What is needed: Each line that includes "capacity" must be copied from the records.

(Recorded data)

*-*-*

PR #761, opened 2023-12-04
Implements a version of tag generation where a common set of tags are repeatedly sampled

scottopell:
### What does this PR do?
When generating dogstatsd contexts, the current approach simply generates completely random tags until the number of desired contexts is reached, which works, but doesn't reflect real-world usage of dogstatsd.

In the real world, tags are repeated amongst messages frequently and its usually the unique combinations that create cardinality.

### Motivation

String interner experiments

### Related issues

This currently under-generates cardinality dramatically. If I request 100k contexts, I only get 1268 contexts. This is due to the way the common pool is sampled.

This algorithm needs some work, but posting this early as a draft in case anyone has feedback/ideas.

### Additional Notes


blt:
I like the direction this is taking.

scottopell:
closing in favor of #822

PR #765, opened 2023-12-05
Adjust shutdown signal to use an interior semaphore

blt:
### What does this PR do?

This commit adjusts our shutdown signal to make use of a semaphore. Now every party to the Shutdown will end up attempting to acquire on `sem` which has a capacity of MAX_PERMITS but has no permits until `signal` is called.

### Additional Notes

We guard against `Semaphore::add_permits` being filled over capacity: overfilling the semaphore will cause a panic. We might consider splitting `signal` off into its own type -- `Shutdown` becomes a parent with `signal` and a clonable child with `recv` -- but the existing situation is Good Enough we believe.

### Related issues

REF SMPTNG-104


lading/src/signals.rs
```diff
@@ -47,51 +36,45 @@ impl Shutdown {
...
         // If the shutdown signal has already been received, then return
         // immediately.
         if self.shutdown {
             return;
         }
 
-        // Cannot receive a "lag error" as only one value is ever sent.
-        let _ = self.notify.recv().await;
+        // We have no need of the permit that comes on the okay side, we also
+        // are fine to set shutdown if the semephore has been closed on us.
```
goxberry, line 58: semephore -> semaphore

lading/src/signals.rs
```diff
@@ -47,51 +37,47 @@ impl Shutdown {
...
+        let _ = self.sem.acquire().await;
```
goxberry, line 60: Do we want to drop this permit instead of forgetting it?

goxberry (approved):

lading/src/signals.rs
blt: This is a good question. Rust has a quirk where it treats `let _` as a special case assignment, dropping anything that's assigned as soon as the statement completes. If this had been:

```
let _res = self.sem.acquire().await;
```

I don't believe that same rule would apply. That is `_res` would be bound and in scope until the function exits, at which point Drop would be called.

lading/src/signals.rs
blt: Addressed in 317cc9a

lading/src/signals.rs
goxberry: I mean, would we want to do something like:

```rust
let permit = self.sem.acquire().await;
permit.forget(); // so permit is never released to semaphore
```

blt: Oh I see. I want this shutdown mechanism to be at least once so I think the current approach is acceptable, peers can receive the 'same' permit. If we wanted to ensure unique delivery forgetting the permit would be the way to go. 

There's an alternative interface here where `signal` is implemented on a different type from `recv`. I think if we want to go down that road we should carefully define semantics and maybe make a permit single-use but, as is, I'm content.

PR #771, opened 2023-12-08
AMLII-1328: Renames Shutdown to Phase

scottopell:
### What does this PR do?

`Shutdown` has been renamed to `Phase`

### Motivation
Will utilize this in a future PR to establish a "experimental phase has started" messaging mechanism utilizing `Phase`

### Related issues

for this Pull Request.

### Additional Notes

### DIFF
--- a/lading/src/target_metrics/prometheus.rs
+++ b/lading/src/target_metrics/prometheus.rs
@@ -11,7 +11,7 @@ use rustc_hash::FxHashMap;
 use serde::Deserialize;
 use tracing::{error, info, trace, warn};
 
-use crate::signals::Shutdown;
+use crate::signals::Phase;
 
 #[derive(Debug, Clone, Copy, thiserror::Error)]
 /// Errors produced by [`Prometheus`]
@@ -63,7 +63,7 @@ impl FromStr for MetricType {
 #[derive(Debug)]
 pub struct Prometheus {
     config: Config,
-    shutdown: Shutdown,
+    shutdown: Phase,
 }
 
 impl Prometheus {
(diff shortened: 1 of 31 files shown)


lading/src/target_metrics/prometheus.rs
```diff
@@ -91,16 +96,16 @@ impl Prometheus {
...
+            info!("Prometheus target metrics scraper running, but waiting for warmup to complete");
+            self.experiment_started.recv().await; // block until experimental phase entered
+            info!("Prometheus target metrics scraper starting collection");
             loop {
-                tokio::time::sleep(Duration::from_secs(1)).await;
-
                 let Ok(resp) = client
                     .get(&self.config.uri)
-                    .timeout(Duration::from_secs(1))
+                    .timeout(Duration::from_millis(800))
```
blt, line 108: I'm curious why we'd scrape at 200ms off a second. Intentional change here?

scottopell: yeah, a bit of a drive-by change, happy to revert from this PR and submit separately.

With the sleep and timeout both being 1s, my thought was that this could lead to the scraper falling behind, so I added 200ms of overhead.

goxberry: An ancillary issue with this sort of change is that the current iteration of regression detector analysis adopts the fiction that data points are spaced a second apart for simplicity so that we can use the `fetch_index` field of captures to compute rates. That said, now that our statistical analysis is in Rust, it would not be hard to change analysis to operate on timestamps -- it's changing roughly 10 lines in each of two places, and that change is one we were planning on making anyway[^1].

[^1]: An earlier implementation of statistical analysis in Rust used timestamps. See [`DataDog/single-machine-performance@ab023c1d`](https://github.com/DataDog/single-machine-performance/pull/1224/commits/ab023c1d1a6774b1778798472d398df8dbca943f) for the type of change that would need to be made in both the analysis command-line tool and in the analysis service.

scottopell: I'm splitting this up because I keep finding changes I want to make. This PR is now _just_ the rename of `Shutdown` -> `Phase`.

More will follow.

blt (approved):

*-*-*

Result of this exercise:
This commit adjusts our shutdown signal to make use of a semaphore. Now every party to the Shutdown will end up attempting to acquire on `sem` which has a capacity of MAX_PERMITS but has no permits until `signal` is called.
We guard against `Semaphore::add_permits` being filled over capacity: overfilling the semaphore will cause a panic. We might consider splitting `signal` off into its own type -- `Shutdown` becomes a parent with `signal` and a clonable child with `recv` -- but the existing situation is Good Enough we believe.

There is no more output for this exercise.